Basic services of exploitation of full text
Other than the research on descriptive metadata of the collections and articles and the indexing of full text, we forsee three supplementary basic services:
- Search for terms and their variants. It is appropriate to determine in the initial text the textual sequences that are the most susceptible to be good candidate terms in the scientific domain corresponding to the document analysed. A team that brings together the skills of the TALN group of LINA and of the INIST gives itself the aim, in specialized domains, of ensuring the detection and tagging of terms and of their variants in full text. Furthermore, it maintains a frame of reference of scientific terminology for the exploitation of ISTEX’s data.
- Research on the named entities. This requires prior ability of detection, standardisation, and tagging of such entities named in the full text. A team that has all the necessary skills, made up of the Tours Computing Laboratory and the INIST, is responsible for this aspect. Named entities generally refer to dates, names of places (towns, regions, countries), names of individuals or groups of individuals (name of the team, laboratory, or institution). The internet addresses of resources or data could be added to this list, along with the names of projects linked to a publication or cited in a publication. In a specialised domain, it could be much more subtle: the names of stars in astronomy, molecules in chemistry, formulae in mathematics, plants in botany, etc.
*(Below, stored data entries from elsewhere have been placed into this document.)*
PR #3329, opened 2023-03-11
Add support for `/api/devices/knowndevice` with HTTP header params

jjlin:
Upstream PR: https://github.com/bitwarden/server/pull/2682

### DIFF
--- a/src/api/core/accounts.rs
+++ b/src/api/core/accounts.rs
@@ -12,6 +12,11 @@ use crate::{
     mail, CONFIG,
 };
 
+use rocket::{
+    http::Status,
+    request::{FromRequest, Outcome, Request},
+};
+
 pub fn routes() -> Vec<rocket::Route> {
     routes![
         register,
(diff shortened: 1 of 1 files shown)


src/api/core/accounts.rs
```diff
@@ -872,12 +878,47 @@ async fn rotate_api_key(data: JsonUpcase<SecretVerificationRequest>, headers: He
...
+    email: String,
+    uuid: String,
+}
+
+#[rocket::async_trait]
+impl<'r> FromRequest<'r> for KnownDevice {
+    type Error = &'static str;
+
+    async fn from_request(req: &'r Request<'_>) -> Outcome<Self, Self::Error> {
+        let email = if let Some(email) = req.headers().get_one("X-Request-Email") {
```
BlackDex, line 907: This value is base64 encoded. Shouldn't we decode that here?

BlackDex (changes requested):

src/api/core/accounts.rs
jjlin: Sigh, forgot about that. Thanks.

BlackDex (approved):

dani-garcia (approved):

PR #6187, opened 2025-08-15
Enable block-browser-injections-by-domain feature

spicychickensauce:
I tried to follow https://bitwarden.com/help/blocking-uris/, but the option is not visible in my browser extension.
It's an important feature, as the extension messes up some sites.

I tracked it down to the `block-browser-injections-by-domain` feature flag.

It seems to be enabled in the official client, so it makes sense to also enable here.

Btw. it would have been much easier if the `experimental_client_feature_flags` would not be checked against a hardcoded list of `KNOWN_FLAGS`.

Would it be possible to remove that check? Would have saved me a couple of hours...

### DIFF
--- a/src/api/core/mod.rs
+++ b/src/api/core/mod.rs
@@ -212,6 +212,7 @@ fn config() -> Json<Value> {
     feature_states.insert("unauth-ui-refresh".to_string(), true);
     feature_states.insert("enable-pm-flight-recorder".to_string(), true);
     feature_states.insert("mobile-error-reporting".to_string(), true);
+    feature_states.insert("block-browser-injections-by-domain".to_string(), true);
 
     Json(json!({
         // Note: The clients use this version to handle backwards compatibility concerns


dani-garcia:
Hey thanks for the PR! This feature flag was removed from the clients last week, so we can probably wait until next client's release rather than merge this now for us to delete it in a month: https://github.com/bitwarden/clients/pull/16008

About the hardcoded `KNOWN_FLAGS` list, I agree it's unfortunate specially for flags like this that are entirely client-side, but other flags modify the way that the clients communicate with the server, and so they are dangerous to enable if the server doesn't support the corresponding APIs, but the clients think it does.

Sadly we don't have a way to differentiate between client-only flags and client-server flags, so the current strategy was to just have a limited set that is allowed, and for the rest to just wait until the clients support the features without flags.

I'm not really sure what's the best way to go here, I don't really want people to go toggle random flags without considering what they involve, but the current system is too restrictive. Maybe we can just add a new option called `DANGEROUS_ALLOW_UNKNOWN_FEATURE_FLAGS` that documents that enabling unknown flags can be problematic and point users to do a backup first?

spicychickensauce:
Alright, I guess in that case I'll just wait for that to be released :+1:

> other flags modify the way that the clients communicate with the server

Ok, I see how those could cause issues,  so it makes sense to limit it in some ways.

> Maybe we can just add a new option called DANGEROUS_ALLOW_UNKNOWN_FEATURE_FLAGS

I think that would be a great compromise :+1: 
It would allow adventurous users to experiment, and it clearly communicates that if something goes wrong, it's on the user.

- Access to the principal fields of bibliographic references. Preliminary automatic tagging of this information in the bibliographic references of the articles is underway in the INIST. Such access will allow scientific maps to be constructed for sub-domains, and questions of the following types to be answered: Who works with whom? Which networks of citations exist? What are the most striking vehicles of publication? What are the preferred vehicles of publication for a given scientific community? How do they evolve with time? etc.